**Work required**
Only the lines from the start of the entries through the line with "collecting anonymised usage" are wanted; please output them exactly.

[Stored data]
#####

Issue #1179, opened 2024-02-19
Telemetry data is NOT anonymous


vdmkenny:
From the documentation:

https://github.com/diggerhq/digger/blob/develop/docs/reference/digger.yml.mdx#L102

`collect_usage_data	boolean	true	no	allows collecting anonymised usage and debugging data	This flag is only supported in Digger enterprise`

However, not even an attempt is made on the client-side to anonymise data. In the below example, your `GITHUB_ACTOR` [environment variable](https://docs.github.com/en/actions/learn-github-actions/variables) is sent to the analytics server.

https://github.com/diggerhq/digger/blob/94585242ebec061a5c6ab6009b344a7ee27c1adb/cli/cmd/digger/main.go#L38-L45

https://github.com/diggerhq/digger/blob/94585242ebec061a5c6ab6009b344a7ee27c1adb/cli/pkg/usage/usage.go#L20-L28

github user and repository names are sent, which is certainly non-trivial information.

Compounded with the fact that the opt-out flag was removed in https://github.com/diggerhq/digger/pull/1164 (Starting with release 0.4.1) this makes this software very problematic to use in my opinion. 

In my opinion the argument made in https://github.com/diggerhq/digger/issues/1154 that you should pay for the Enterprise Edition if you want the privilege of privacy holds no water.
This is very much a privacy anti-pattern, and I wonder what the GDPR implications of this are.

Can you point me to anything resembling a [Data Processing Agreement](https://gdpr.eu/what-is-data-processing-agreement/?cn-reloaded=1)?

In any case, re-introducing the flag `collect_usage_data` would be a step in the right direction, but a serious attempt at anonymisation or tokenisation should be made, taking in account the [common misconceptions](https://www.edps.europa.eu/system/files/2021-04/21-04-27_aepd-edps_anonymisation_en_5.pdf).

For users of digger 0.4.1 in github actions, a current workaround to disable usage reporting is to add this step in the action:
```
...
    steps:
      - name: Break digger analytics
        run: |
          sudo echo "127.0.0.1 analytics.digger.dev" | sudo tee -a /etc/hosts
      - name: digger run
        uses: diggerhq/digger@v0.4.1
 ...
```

#####

**Completed exercise**
Issue #1179, opened 2024-02-19
Telemetry data is NOT anonymous


vdmkenny:
From the documentation:

https://github.com/diggerhq/digger/blob/develop/docs/reference/digger.yml.mdx#L102

`collect_usage_data	boolean	true	no	allows collecting anonymised usage and debugging data	This flag is only supported in Digger enterprise`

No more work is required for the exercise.